Once you get to autumn spraying with a selective product should act on the ragwort but not kill everything. Grazeon or Roundup etc. Still need to take the horses off for a short period, varies according to the product. 

Do you not know the ownership of the unused field? Land registry should help with this. If it is owned by Yo then they should be dealing with it. 

ragwort needs a combination approach of spraying pulling and topping once its established, one thing wont tackle it alone. If you do all 3 then as a biennial you will really start to have an effect after a year or two, as long as you keep on top of the young plants from dormant seed. 
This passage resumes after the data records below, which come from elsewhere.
PR #9, opened 2025-09-15
[Feature/DKN-15] - Create dukan tables & repositories

devfalah:


dukan/src/main/kotlin/net/thechance/dukan/entity/Category.kt
```diff
@@ -0,0 +1,23 @@
...
+import jakarta.persistence.Entity
+import jakarta.persistence.GeneratedValue
+import jakarta.persistence.GenerationType
+import jakarta.persistence.Id
+import jakarta.persistence.Table
+import java.util.UUID
+
+@Table(name = "categories")
+@Entity
+data class Category(
```
TarekIdrees: It would be more consistent if we change this to DukanCategory to follow the same convenient of the rest tables.

dukan/src/main/kotlin/net/thechance/dukan/entity/Category.kt
```diff
@@ -0,0 +1,23 @@
...
+
+import jakarta.persistence.Column
+import jakarta.persistence.Entity
+import jakarta.persistence.GeneratedValue
+import jakarta.persistence.GenerationType
+import jakarta.persistence.Id
+import jakarta.persistence.Table
+import java.util.UUID
+
+@Table(name = "categories")
```
TarekIdrees: Same as well here dukan_categories

TarekIdrees (changes requested):

dukan/src/main/kotlin/net/thechance/dukan/entity/Category.kt
devfalah: done, thank you

dukan/src/main/kotlin/net/thechance/dukan/entity/Dukan.kt
```diff
@@ -0,0 +1,52 @@
...
+    val ownerId: String,
+    @Column(name = "name", nullable = false, unique = true)
+    val name: String,
+    @ManyToMany
+    @JoinTable(
+        name = "dukan_categories",
+        joinColumns = [JoinColumn(name = "dukan_id")],
+        inverseJoinColumns = [JoinColumn(name = "category_id")]
+    )
+    val categories: List<Category>,
```
haideraljawasim: I suggest we use here a Set here  instead of list since the categories should be unique

devfalah: Nice catch, fixed

haideraljawasim (approved):

ElsayedMagdy122 (approved):

TarekIdrees (approved):

dukan/src/main/kotlin/net/thechance/dukan/entity/Dukan.kt
```diff
@@ -0,0 +1,52 @@
+package net.thechance.dukan.entity
+
+import jakarta.persistence.*
+import java.util.*
+
+@Table(name = "dukans")
```
Karrar-Mohammed: you need to specify the schema

dukan/src/main/kotlin/net/thechance/dukan/entity/Dukan.kt
```diff
@@ -0,0 +1,52 @@
...
+@Entity
+data class Dukan(
+    @Id
+    @GeneratedValue(strategy = GenerationType.UUID)
```
Karrar-Mohammed, line 10: is this working for you ? and generating uuid as expected ?

dukan/src/main/kotlin/net/thechance/dukan/entity/Dukan.kt
```diff
@@ -0,0 +1,52 @@
...
+    val id: UUID = UUID.randomUUID(),
+    @Column(name = "owner_id", nullable = false, unique = true)
+    val ownerId: String,
```
Karrar-Mohammed: i think this will need to be a foreign key to reference a the owner in the owner table, and it's type should be the same type of the owner primary key, so if the owner will be the user from the user table then it's type should be UUID

dukan/src/main/kotlin/net/thechance/dukan/entity/Dukan.kt
```diff
@@ -0,0 +1,52 @@
...
+    @Column(name = "name", nullable = false, unique = true)
+    val name: String,
+    @ManyToMany
+    @JoinTable(
+        name = "dukan_categories_junction",
```
Karrar-Mohammed, line 18: do we need the junction at the end of the table name ? do you think just "dukan_categories" will be enough ?

dukan/src/main/kotlin/net/thechance/dukan/entity/DukanCategory.kt
```diff
@@ -0,0 +1,23 @@
...
+
+import jakarta.persistence.Column
+import jakarta.persistence.Entity
+import jakarta.persistence.GeneratedValue
+import jakarta.persistence.GenerationType
+import jakarta.persistence.Id
+import jakarta.persistence.Table
+import java.util.UUID
+
+@Table(name = "dukan_categories")
```
Karrar-Mohammed: same here i think you need to add the schema

dukan/src/main/kotlin/net/thechance/dukan/repository/CategoryRepository.kt
```diff
@@ -0,0 +1,7 @@
+package net.thechance.dukan.repository
+
+import net.thechance.dukan.entity.DukanCategory
+import org.springframework.data.jpa.repository.JpaRepository
+import java.util.UUID
+
+interface CategoryRepository : JpaRepository<DukanCategory, UUID>
```
Karrar-Mohammed: do you think if we name it DukanCategoryRepository will be more clear ?

dukan/src/main/kotlin/net/thechance/dukan/repository/ColorRepository.kt
```diff
@@ -0,0 +1,7 @@
+package net.thechance.dukan.repository
+
+import net.thechance.dukan.entity.DukanColor
+import org.springframework.data.jpa.repository.JpaRepository
+import java.util.UUID
+
+interface ColorRepository: JpaRepository<DukanColor, UUID>
```
Karrar-Mohammed: same here i suggest to name it DukanColorRespository so it can be easier to understand it's responsibility

dukan/src/main/kotlin/net/thechance/dukan/entity/DukanColor.kt
```diff
@@ -0,0 +1,19 @@
...
+import jakarta.persistence.Id
+import jakarta.persistence.Table
+import java.util.UUID
+
+@Table(name = "dukan_colors")
+@Entity
+data class DukanColor(
+    @Id
+    @GeneratedValue(strategy = GenerationType.UUID)
+    val id: UUID = UUID.randomUUID(),
```
Karrar-Mohammed, line 16: the colors are simple thing, i suggest to make the id just a long, what do you think ?

dukan/src/main/kotlin/net/thechance/dukan/entity/Dukan.kt
devfalah: done

dukan/src/main/kotlin/net/thechance/dukan/entity/Dukan.kt
devfalah: Yes it works for me

dukan/src/main/kotlin/net/thechance/dukan/entity/DukanCategory.kt
devfalah: done

dukan/src/main/kotlin/net/thechance/dukan/entity/Dukan.kt
devfalah: `dukan_categories` table name is already used by the DukanCategory entity

dukan/src/main/kotlin/net/thechance/dukan/repository/CategoryRepository.kt
devfalah: you are right, I have renamed to DukanCategoryRepository

dukan/src/main/kotlin/net/thechance/dukan/repository/ColorRepository.kt
devfalah: done

dukan/src/main/kotlin/net/thechance/dukan/entity/DukanColor.kt
devfalah: I prefer to keep the IDs type consistent across entities, and since the number of colors is small I don’t think using UUIDs will be an issue

Karrar-Mohammed (approved):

BTW I am speaking from a similar position in that we have moved this spring to a place with 40 acres, all of it infested with 30 years of ragwort growth :-O you can imagine!! Have fenced 4 acres and have managed to eradicate it from there, could take 10 years to deal with all of it :-((( Havent sprayed to date, pulling, digging  and topping+removing and burning.
Def would fence of an area to tackle a bit at a time, and then spray the rest in autumn. 

I hate the blinkin stuff....good luck!


----------



## Governor (9 August 2008)

The culprit field isn't owned by YO - its full of flowering ragwort and I can't event imagine how many seeds blowing across. I could try to find out the owner but I highly doubt they'd do anything about it.

There are 2 large fields which are largly inaffected by ragwort so it should be possible to be fairly brutal with the affected fields come autumn and keep the horses out but off those fields.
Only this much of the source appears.